# EF 70-200 f/2.8L II Horror Stories



## MonteGraham (Sep 29, 2013)

I hear such wonderful post about this lens. Has anyone had a bad experience or dislike of this lens?


----------



## Pi (Sep 29, 2013)

If you really want to know:

http://www.lightingmods.blogspot.pt/2013/08/halo-problems-on-canon-lens-70-200-l-is.html


----------



## lucuias (Oct 1, 2013)

Beside weight and price.This is an amazing lens


----------



## K-amps (Oct 1, 2013)

This lens is the reason I am with canon....


----------



## Max ☢ (Oct 1, 2013)

lucuias said:


> Beside weight and price.This is an amazing lens



Great shot! I really like this close-up, but the subject's skin look kinda "plastic", or unnaturally smooth at best. Did you do some heavy photoshopping on this one? if so, it really shows. Otherwise, the rendering seems to indicate that the protagonists have been dipped in resin just prior to the photo session, which would be fine for a Barbie commercial. (sorry if my comment appears sarcastic, that's not the intention, I think this is a great work apart from the skin rendition)

back to the original post: I went through many user's reviews when I had to pick my next telephoto lens, and so far I haven't read anything negative about the 70-200L/2.8 beside its weight. I ultimately went for the 70-300L because of its lower weight (i.e. portability), longer range and better rendering at the longer end than the 70-200L/2.8 with TC. If you don't mind the weight and shorter range and need a shallower DoF, then the 70-200L/2.8 is definitely the sure thing.


----------



## Viggo (Oct 1, 2013)

I have owned three copies, because I couldn't decide between the 85 L and the 70-200.
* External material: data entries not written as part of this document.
PR #3995, opened 2021-06-16
review: test: add test for insertAllFields method

Rohitesh-Kumar-Jain:
#1818

Hi, I have added a new test for `insertAllFilelds` method of the `Substituion` class, this test improves code coverage, mutation converge and test strength all from 0% to 100%.

Screenshot 2021-06-16 at 6 22 03 PM

I have manually tested that this test is killing that mutation.

Under the hood, it is testing more code, 

Screenshot 2021-06-16 at 6 28 03 PM

so I will run Descartes again when the iterations for this PR will end and this gets merged. Until then I believe I should work on some other poorly tested classes suggested by @slarse?

Link to #3967


src/test/java/spoon/test/template/TemplateTest.java
```diff
@@ -900,6 +901,28 @@ public void testSubstituteInnerClass() {
 		assertEquals("x.Result$Inner",fr.getDeclaringType().getQualifiedName());
 	}
 
+	@Test
+	public void testSubstitutionInsertAllFields() {
+		// contract: insertAllFields method of the Substitution class inserts all the fields from a given template by substituting all the template parameters by their values.
```
slarse, line 906: This contract does not adequately describe the test. What _actually_ happens in this test is that a single field, `String testString = "goodName";` is inserted into the created class. There is no substitution going on, there is only a single as-is field insertion.

A more apt description would be something like "Substitution.insertAllFields inserts the only field from a single-field template into the target class"

Additionally, the test actually only verifies that the field has the correct name, so it doesn't verify the field as a whole.

src/test/java/spoon/test/template/testclasses/InsertAllFieldsTemplate.java
```diff
@@ -0,0 +1,21 @@
...
+    @Local
+    public InsertAllFieldsTemplate(String parameter) {
+        _parameter_ = parameter;
+    }
+
+    @Override
+    public void statement() {
+        System.out.println(_parameter_);
+    }
+}
```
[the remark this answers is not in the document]
slarse: Finally, the template does not align with the test. From what I can surmise of the contract and test, what you're testing is that the single field `testString` is inserted. To test just that, you should create a minimal template for testing just that.

```java
public class InsertAllFieldsTemplate extends StatementTemplate {
    String testString = "goodName";

    @Override
    public void statement() { }
}
```

slarse (changes requested):
Hi @Rohitesh-Kumar-Jain,

It's great that your testing the `Substitution` class, it looks woefully undertested.

The PR needs some work, however. I've added quite a lot of comments in the code itself. In addition, I think this also calls for creating a new test class, `SubstitutionTest`, because we will need to add more tests for that class in particular.

Ping me when you're done :)

src/test/java/spoon/test/template/TemplateTest.java
Rohitesh-Kumar-Jain: Yes, I have changed the contract, I thoughtt I was supposed to write what the method is doing in the contract, than what is test is supposed to do.

> test actually only verifies that the field has the correct name, so it doesn't verify the field as a whole.

Yes, I have added another assertion for checking the assignment of the field.

src/test/java/spoon/test/template/TemplateTest.java
```diff
@@ -900,6 +901,28 @@ public void testSubstituteInnerClass() {
...
+		CtType<?> targetType = factory.Class().create("someClass");
+		StatementTemplate template = new InsertAllFieldsTemplate("someParameter");
+
+		Substitution.insertAllFields(targetType, template);
+
+		try {
+			assertEquals("testString", targetType.getFields().get(0).getSimpleName());
+		} catch (IndexOutOfBoundsException e) {
+			fail();
+		}
```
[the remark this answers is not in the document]
Rohitesh-Kumar-Jain: I have removed that from the code, will keep this in mind in the future.

src/test/java/spoon/test/template/testclasses/InsertAllFieldsTemplate.java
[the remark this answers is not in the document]
Rohitesh-Kumar-Jain: Good catch 😅

Rohitesh-Kumar-Jain:
>  I think this also calls for creating a new test class, SubstitutionTest

Yes, I have created a new test class for SubstitutionTest, and the PR is once again ready to review @slarse.

src/test/java/spoon/test/template/SubstitutionTest.java
```diff
@@ -0,0 +1,60 @@
...
+        assertEquals(expectedFieldNames, actualFieldNames);
+
+        List<String> expectedFieldAssignments = Collections.singletonList("\"goodName\"");
+        List<String> actualFieldAssignments = new ArrayList<>();
+        for (CtField<?> ctField : targetType.getFields()) {
+            CtExpression<?> assignment = ctField.getAssignment();
+            actualFieldAssignments.add(String.valueOf(assignment));
+        }
+        // verifies that the field has correct assignment
+        assertEquals(expectedFieldAssignments, actualFieldAssignments);
```
slarse, line 58: I might have tripped you up here: I think that just checking that the name is correct is actually sufficiently strong for this test. So I wasn't sufficiently clear in my comment. But I think this can be a good learning experience on how to use Spoon, so I'll give you additional feedback here.

If you want to check that the field in its entirety is correct (which is indeed a stronger test oracle), then you're still missing the type here. And potential modifiers. There's a _lot_ to a field other than just the name and assignment.

As we're only looking for a single field here, a good solution is to construct the expected field, like so:

```suggestion
        Factory factory = spoon.getFactory();

        CtField<String> expectedField = factory.createField();
        expectedField.setSimpleName("testString");
        expectedField.setAssignment(factory.createLiteral("goodName"));
        expectedField.setType(factory.Type().stringType());

        CtType<?> targetType = factory.Class().create("someClass");
        StatementTemplate template = new SingleFieldTemplate();

        Substitution.insertAllFields(targetType, template);

        assertEquals(Collections.singletonList(expectedField), targetType.getFields());
```

src/test/java/spoon/test/template/SubstitutionTest.java
```diff
@@ -0,0 +1,60 @@
...
+        CtType<?> targetType = factory.Class().create("someClass");
+        StatementTemplate template = new SingleFieldTemplate();
+
+        Substitution.insertAllFields(targetType, template);
+
+        List<String> expectedFieldNames = Collections.singletonList("testString");
+        List<String> actualFieldNames = targetType.getFields().stream()
+                .map(CtField::getSimpleName)
+                .collect(Collectors.toList());
+        // verifies that the field has correct name
```
slarse, line 48: This is the kind of comment that I would recommend you to avoid: it just says _what_ the code does. The assertion is entirely clear on its own and should not have a comment explaining what it asserts.

src/test/java/spoon/test/template/SubstitutionTest.java
```diff
@@ -0,0 +1,60 @@
...
+import static org.junit.jupiter.api.Assertions.assertEquals;
+
+public class SubstitutionTest {
+
+    public class SingleFieldTemplate extends StatementTemplate {
+        String testString = "goodName";
+
+        @Override
+        public void statement() { }
+    }
```
slarse, line 27: This is a personal preference of mine, and others may think otherwise, but I would put this _below_ the test. I like to read files top-down, so if a method A uses a method or class B which is defined in the same file, then A is defined before B.

Again, I think this is a matter of taste, and you should form your own opinion. If you agree, then move the class down. If you disagree, feel free to keep it where it is.

slarse (changes requested):
Hi @Rohitesh-Kumar-Jain,

So, this is good, but I think it can be even better. I also think that my initial review was a bit unclear and blabbery, and had it been better this would have been ready to merge now. See the review comments for more details.

An additional note: I think this is a test that could benefit from arrange, act and assert comments, because it's not entirely clear at first glance which phase is where, especially when it comes to arrange and act, as the arrangement is so large.

src/test/java/spoon/test/template/TemplateTest.java
slarse: The contract should state any relevant preconditions for the test, method/class/etc is being tested, and what the expected out come is. How one gets from the preconditions to the expected outcome is an implementation detail a test in general is not concerned with :)

Sometimes it may be necessary to test an implementation detail, especially when testing corner cases or reproducing bugs. Then it may be relevant to explain such things in the contract. So, as with everything, this is not a rule set in stone, but rather a general guideline.

Assume that pretty much all of my feedback is either a general guideline, or just my opinion, or both.

src/test/java/spoon/test/template/SubstitutionTest.java
```diff
@@ -0,0 +1,60 @@
...
+import java.util.ArrayList;
+import java.util.Collections;
+import java.util.List;
+import java.util.stream.Collectors;
+
+import static org.junit.jupiter.api.Assertions.assertEquals;
+
+public class SubstitutionTest {
+
+    public class SingleFieldTemplate extends StatementTemplate {
```
slarse, line 22: Sorry, one thing I missed. This is test input that is only relevant to a single test here, so it would be prudent to make it `private` and `static` (private makes it inaccessible to other test classes, static detaches it from the state of the enclosing class).

```suggestion
    private static class SingleFieldTemplate extends StatementTemplate {
```

src/test/java/spoon/test/template/SubstitutionTest.java
Rohitesh-Kumar-Jain: I will place it downwards with no issues, actually, the first programming language that I learnt was C++, and in that one should declare the function at the top of the file calling the function, so probably I have this habit from there.

Rohitesh-Kumar-Jain:
@slarse feel free to suggest changes for 3rd iteration if the PR needs improvement. I understand the purpose of GSoC is not to churn a lot of code, but to merge quality code in production and for students to learn new things and change their old habits : )

slarse (approved):
> @slarse feel free to suggest changes for 3rd iteration if the PR needs improvement. I understand the purpose of GSoC is not to churn a lot of code, but to merge quality code in production and for students to learn new things and change their old habits : )

This test is now of much higher quality than most other tests in Spoon (including tests I've written myself). I can't speak for the purpose of GSoC as I'm not officially involved, but the code quality here is very good. You're learning, and my reviews will grow shorter and shorter as you do.

src/test/java/spoon/test/template/SubstitutionTest.java
slarse: Totally understand, and as I said it's a matter of taste. Some prefer declaring functions before they are used, while others like me prefer to declare them just after they are used. There's no right or wrong, but in Java I find that the latter is more common.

I have had one copy that was completely useless, I had it in for repair, they changed TWO AF-moduls and TWO IS-units, they took out the front end, and three glass-elements and re-aligned the glass and when it came back the AF worked perfectly, but the IS was still not starting as quick as the previous copy, and it jumped, and often worked only one direction, and made a very weird, loud noise. It was VERY soft at 200 when I sent it in, and after all the re-alignment of the glass and front end it came back exactly the same. I sold it for cheap and had the buyer try it to see if if he liked it, and he bought, so I got a third copy, which like the two others had the issue of IS not being perfect, sometimes too slow to start, sometimes only one direction stabilized. But the AF and sharpness and overall image quality and build is as good as it gets. Wonderful lens. Just not as good as the 200 L, which is the reason I no longer have it


----------



## GMCPhotographics (Oct 1, 2013)

Viggo said:


> I have owned three copies, because I couldn't decide between the 85 L and the 70-200.
> 
> I have had one copy that was completely useless, I had it in for repair, they changed TWO AF-moduls and TWO IS-units, they took out the front end, and three glass-elements and re-aligned the glass and when it came back the AF worked perfectly, but the IS was still not starting as quick as the previous copy, and it jumped, and often worked only one direction, and made a very weird, loud noise. It was VERY soft at 200 when I sent it in, and after all the re-alignment of the glass and front end it came back exactly the same. I sold it for cheap and had the buyer try it to see if if he liked it, and he bought, so I got a third copy, which like the two others had the issue of IS not being perfect, sometimes too slow to start, sometimes only one direction stabilized. But the AF and sharpness and overall image quality and build is as good as it gets. Wonderful lens. Just not as good as the 200 L, which is the reason I no longer have it



I had a ef 200mm f2.8 II L and it was a stunning optic, slightly sharper than my 135L. When I got my 70-200 f2.8 L IS II, I compared it to my 200L and found that the zoom had better contrast and colours. Sharpness tthere was littel between them, manybe a slight nod to the prime wide open. But with teleconverters, the zoom was a lot better. The Zoom has the latest IS unit, faster and quieter AF and it focusses closer too. The bokeh of the prime and general flare control was better than the zoom. The prime is a lot lighter and less obtrusive.
I felt that for my needs, the zoom was a better optic.


----------



## hawaiisunsetphoto (Oct 1, 2013)

GMCPhotographics said:


> Viggo said:
> 
> 
> > I have owned three copies, because I couldn't decide between the 85 L and the 70-200.
> ...



I think he means the 200mm f/2.0L IS, not the 200 f/2.8L....


----------



## M.ST (Oct 1, 2013)

The 70-200 2.8 II is one of the Canon workhorse lenses.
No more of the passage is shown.